In the melée of confusion and noise, Cincenzo seized the opportunity
and fled, his head down, his arms pumping, sprinting hard into the city, running with every ounce of strength he possessed. He spun out of the swirl of smoke in the alleyway into the red-grey lamp-lit streets of Rome, his Inquisitor's robe rippling in his slipstream. And as he ran, he thought about the events that had led him to become who he was, an enemy, to be murdered by those he once called allies, with whom he had worked and prayed and killed.
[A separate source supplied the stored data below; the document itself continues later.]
Issue #588, opened 2026-07-23
EXECUTE_COMMAND_STREAMING schema carries cwd but no workspaceId — cwd-bearing streaming payloads always fail daemon containment guard


panghy:
Follow-up spotted during review of intent-hq/cloudlands-fe#321 (monorepo#578).

## Problem

`SystemExecuteCommandStreamingSchema` (`src/main/ipc-schemas.ts`) still carries an optional `cwd` but has **no `workspaceId` field at all**:

```ts
export const SystemExecuteCommandStreamingSchema = z.object({
  sessionId: z.string().min(1, 'Session ID is required'),
  command: z.string().min(1, 'Command is required'),
  cwd: z.string().optional(),
  stdin: z.string().optional(),
});
```

The `EXECUTE_COMMAND_STREAMING` handler (`src/features/system/main/system.ipc.ts`) forwards `cwd` to `hostExecStream` → `host.execStream`, which per PROTOCOL.md §5.14 reuses the same within-workspace containment guard on `cwd` as `host.exec`. So any cwd-bearing streaming payload is guaranteed to fail at the daemon with `-32602 "cwd requires workspaceId"` — the schema cannot express a valid cwd-bearing request.

monorepo#578 named only `EXECUTE_COMMAND`, so #321 deliberately left the streaming schema untouched.

## Fix options

1. Add `workspaceId` to `SystemExecuteCommandStreamingSchema` + the same cwd⇒workspaceId refinement `SystemExecuteCommandSchema` now has, and forward it through the handler to `hostExecStream`; or
2. Drop `cwd` from the streaming schema entirely if no caller uses it (audit `EXECUTE_COMMAND_STREAMING` call sites first).

## References

- intent-hq/cloudlands-fe#321 (review comment noting the gap)
- monorepo#578, monorepo#537 (the `host.exec` counterpart)
- PROTOCOL.md §5.14 (containment guard applies to both `host.exec` and `host.execStream`)

PR #1230, opened 2026-08-01
feat: surface lastMessageRole for conversation previews

panghy:
Surfaces the additive `lastMessageRole` AgentLite field end-to-end: documents the wire contract in `docs/PROTOCOL.md` §5.5 and bumps all three submodules to the merged main commits that implement/consume it.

It had begun with the rumours months ago, the private murmurings in the inquisitional hall at the end of assignments, the talk of a darkness growing at the heart of the Vatican. At first Cincenzo ignored his fears, knowing it would be wrong to question. It was simply his duty to do as he was instructed and turn his eyes from things which troubled or concerned him. He was young and naive, only recently promoted to full inquisitional status. He put his doubts down to the rigours of the job, the horrors that he witnessed on a daily basis. The suspicions he now carried with him at all times, the questions without answers, the doubts without resolution, he buried as deep within him as he buried his blades in the bodies of this enemies.